Saved entries:
PR #2961, opened 2025-10-29
Replace swapwindow with movewindow

imvaskii:
~Move active windows around just by using keyboard.~

~We can also move windows with SUPER + left mouse click but having keyboard shortcuts could be more convenient?~

`swapwindow` is limiting when the target direction of workspace does not have a window to swap with. Functionality wise `movewindow` is similar to `swapwindow` with extra functionality to be able to move active window to active workspaces.

### DIFF
--- a/default/hypr/bindings/tiling-v2.conf
+++ b/default/hypr/bindings/tiling-v2.conf
@@ -16,12 +16,6 @@ bindd = SUPER, RIGHT, Move window focus right, movefocus, r
 bindd = SUPER, UP, Move window focus up, movefocus, u
 bindd = SUPER, DOWN, Move window focus down, movefocus, d
 
-# Move active windows SUPER + CTRL arrow keys
-bindd = SUPER CTRL, LEFT, Move window focus left, movewindow, l
-bindd = SUPER CTRL, RIGHT, Move window focus right, movewindow, r
-bindd = SUPER CTRL, UP, Move window focus up, movewindow, u
-bindd = SUPER CTRL, DOWN, Move window focus down, movewindow, d
-
 # Switch workspaces with SUPER + [1-9]
 bindd = SUPER, code:10, Switch to workspace 1, workspace, 1
 bindd = SUPER, code:11, Switch to workspace 2, workspace, 2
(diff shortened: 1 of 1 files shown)


joshuafouch:
I am pretty sure you can just do this with SUPER + arrow keys?

imvaskii:
> I am pretty sure you can just do this with SUPER + arrow keys?

Isn't that for just focusing windows? this change is for moving the window around.

onlyjuans:
I think you could do it already using 

> **SUPER + Shift + arrow keys**

Michallote:
Yes, this is already implemented with SUPER + Shift + Arrows

imvaskii:
@onlyjuans and @Michallote the `SUPER + SHIFT + Arrow Keys` is implemented for [swapping windows](https://github.com/basecamp/omarchy/blob/master/default/hypr/bindings/tiling-v2.conf#L50-L54). This PR is for moving active windows around.

dhh:
What's the functional difference between this and swapping? It looks like the same behavior?

imvaskii:
> What's the functional difference between this and swapping? It looks like the same behavior?

for swapping windows target direction should have an window to swap with but for moving it does not. Very simple use case is say if you have external monitor connected and lets say it is aligned on top of your primary screen and has no windows. and you want to move active window from your primary screen to this ext display, you'd just need to do `SUPER CTRL, UP arrow` or the `hyprctl dispatch movewindow u`

dhh:
I see. Maybe we should actually just replace the swaps with the move, then. Because they're functionally the same on single monitors, but then there's extra functionality on multi-monitor. I don't think we need this subtlety difference otherwise.

imvaskii:
> I see. Maybe we should actually just replace the swaps with the move, then. Because they're functionally the same on single monitors, but then there's extra functionality on multi-monitor. I don't think we need this subtlety difference otherwise.

I agree! we can just simply replace `swapwindow` with `movewindow` [here](https://github.com/basecamp/omarchy/blob/master/default/hypr/bindings/tiling-v2.conf#L50-L54) then?

dhh:
Yes, let's try that.

dhh:
Unfortunately the behavior is actually not quite the same. If you have a layout with 2 / 1 / 2 apps in columns, using move on the one in the middle will do a swap with the one on the left in the existing setup, and move it out of the middle column and into the left one with the new (leaving only two columns). That's a step back for how I use Hyprland.

But the great thing is that you can of course just add this to your own bindings file if you prefer move over swap ✌️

WHAT TO DO:
Search the entries above for "workspaces". Show every line that has it.

EXERCISE RESPONSE:
`swapwindow` is limiting when the target direction of workspace does not have a window to swap with. Functionality wise `movewindow` is similar to `swapwindow` with extra functionality to be able to move active window to active workspaces.
 # Switch workspaces with SUPER + [1-9]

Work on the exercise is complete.